Figure 1. Generation of the kinase knockout collection in A. fumigatus.

A) A phylogenetic tree (Maximum-likelihood) of the kinases found in Af293. The kinase family (first colour ring), the Kinomer score (barchart), the occurrence of each kinase within the pangenome of A. fumigatus (grey circle size), if a homokaryon null was constructed (green squares) and if the kinase is fungal specific (purple square) is shown as annotations around the phylogenetic tree. B) Four potential essential kinases were validated using a Tet-OFF construct to replace the native promoter. Shutting down expression via addition of doxycycline to the medium resulted in no growth after 72 hours at 37 Celsius, adding further evidence to the essentiality of these kinase for viability.

Figure 2

Figure 2. Bar-seq of A. fumigatus identifies YakA as a potential novel antifungal target.
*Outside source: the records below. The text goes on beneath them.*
PR #1580, opened 2020-05-20
#1579 Tweaks how we fetch issue articles for some instances.

### LINKED ISSUE #1579: Issue Numbers
**Describe the bug**
In some cases we fetch issue.articles for public display rather than enforce publication checks.

**Janeway version**
1.3.7

ajrbyers:
Closes #1579 

Also includes a couple of tweaks or issue zip download.

### DIFF
--- a/src/core/files.py
+++ b/src/core/files.py
@@ -751,12 +751,15 @@ def zip_files(files, article_specific=False):
     os.makedirs(_dir, 0o775)
 
     for file in files:
-        if article_specific and file.article_id:
-            folder_name = '{id} - {title}'.format(id=file.article_id, title=strip_tags(file.article.title))
-            article_dir = os.path.join(_dir, folder_name)
-            if not os.path.exists(article_dir):
-                os.makedirs(article_dir, 0o775)
-            shutil.copy(file.self_article_path(), article_dir)
+        if file.article_id:
+            if article_specific:
+                folder_name = '{id} - {title}'.format(id=file.article_id, title=strip_tags(file.article.title))
+                article_dir = os.path.join(_dir, folder_name)
+                if not os.path.exists(article_dir):
+                    os.makedirs(article_dir, 0o775)
+                shutil.copy(file.self_article_path(), article_dir)
+            else:
+                shutil.copy(file.self_article_path(), _dir)
 
     zip_path = '{dir}.zip'.format(dir=_dir)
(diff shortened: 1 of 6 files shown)


src/core/files.py
```diff
@@ -751,15 +751,12 @@ def zip_files(files, article_specific=False):
...
     for file in files:
-
         if article_specific and file.article_id:
             folder_name = '{id} - {title}'.format(id=file.article_id, title=strip_tags(file.article.title))
             article_dir = os.path.join(_dir, folder_name)
             if not os.path.exists(article_dir):
                 os.makedirs(article_dir, 0o775)
             shutil.copy(file.self_article_path(), article_dir)
-        else:
-            shutil.copy(file.self_article_path(), _dir)
```
mauromsl, line 762: Doesn't this change render the `article_specific` kwarg useless? and maybe rename this to `zip_article_files` ?

src/core/files.py
```diff
@@ -751,12 +751,15 @@ def zip_files(files, article_specific=False):
     os.makedirs(_dir, 0o775)
 
     for file in files:
-        if article_specific and file.article_id:
-            folder_name = '{id} - {title}'.format(id=file.article_id, title=strip_tags(file.article.title))
-            article_dir = os.path.join(_dir, folder_name)
-            if not os.path.exists(article_dir):
-                os.makedirs(article_dir, 0o775)
-            shutil.copy(file.self_article_path(), article_dir)
+        if file.article_id:
```
mauromsl, line 754: I  think we should still rename this to `zip_article_files` for clarity. I call `zip_files` and pass it a list of non article files, it will return an empty zip, no? I would make it error if a file without an article_id is passed as well, but this might uncover hidden bugs at runtime

ajrbyers: > I think we should still rename this function to `zip_article_files` for clarity. I call `zip_files` and pass it a list of non article files, it will return an empty zip, no? I would make it error if a file without an article_id is passed as well, but this might uncover hidden bugs at runtime

This is also used for zip downloading review files which have article_ids though aren't loaded into article specific folders for the zip.

mauromsl: So those are also article files, the problem is that it will now ignore files without an article_id, but that is only clear after you follow all the if statements in the function, not at all clear from the name

Issue #1512, opened 2020-04-20
Display last review date


ajrbyers:
**Is your feature request related to a problem? Please describe.**
Editors don't want to contact users over and over.

**Describe the solution you'd like**
We should display the last time a user did a peer review on the assignment page. We should also update the roles page to display the user history link.

PR #1600, opened 2020-06-02
Completes work on #1512

mauromsl:


src/review/logic.py
```diff
@@ -74,28 +93,15 @@ def get_assignment_content(request, article, editor, assignment):
     return render_template.get_message_content(request, email_context, 'editor_assignment')
 
 
-def get_review_url(request, review_assignment):
```
ajrbyers, line 77: Not sure you meant to delete this?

A) Heatmap of fitness relative to the control condition for each kinase (n = 5). Fitness was calculated by DESeq2 on raw counts. Heatmap was generated by Pheatmap, full linkage clustering on rows and columns (cutree_cols=2). B) Dry weight was measured after overnight culture in HMM, with and without 0.5 mg/L itraconazole, at 37 Celsius shaking 130 rpm. Statistical difference was assessed by using one-way ANOVA. C) 1000 spores of MFIG001, ΔyakA and the reconstituted isolate (yakA+) were spot inoculated on HMM without iron and HMM with 1 μM iron added and incubated for 72 hours at 37 Celsius. D) Survival curves in a Galleria mellonella model of aspergillosis. Statistical significance was assessed by Kaplan–Meier survival analysis. E) Survival in a leukopenic murine model of aspergillosis. Statistical difference was assessed by Kaplan–Meier survival analysis.

Figure 3

Figure 3. In detail phenotypic analysis of ΔyakA.

A) 1000 spores of MFIG001, ΔyakA, yakA+ were spotted on HMM + 30 μM Fe and imaged after 72 hours at 37 Celsius. An increasing agarose concentration (0.5–6%) was used to make up the HMM medium. B) Representative histological sections of lesions found in murine lungs infected for 3 days with MFIG001, ΔyakAand yak+. H&E and GMS stains were performed on neighbouring sections. C) The hyphal length within histological sections (n = 15) was measured. Statistical difference was assessed by one-way ANOVA. D) Recovery from cytorrhysis after addition of glycerol to the medium. The % cytoplasm compared to the total cell size was measured for individual septal compartments.

Figure 4

Figure 4. Phosphoproteomics in response to iron limitation.

A) Heatmap of phosphopeptides upon iron limitation in MFIG001 and ΔyakA. K-means clustering was performed to identify clusters of phosphopeptides differentially phosphorylated dependent upon yakA or independent of yakA. B) GO-term analysis in Revigo of yakA-dependent phosphopeptides in response to iron limitation. Size of circles is the size of each enrichment category. Colour represents the p-value. C) A detailed analysis of phosphopeptides in components of the septal pore. Only phosphopeptides that are differentially regulated in at least one condition are shown (> 2-fold up or down).

Figure 5

Figure 5. Microscopic analysis of yakA localisation.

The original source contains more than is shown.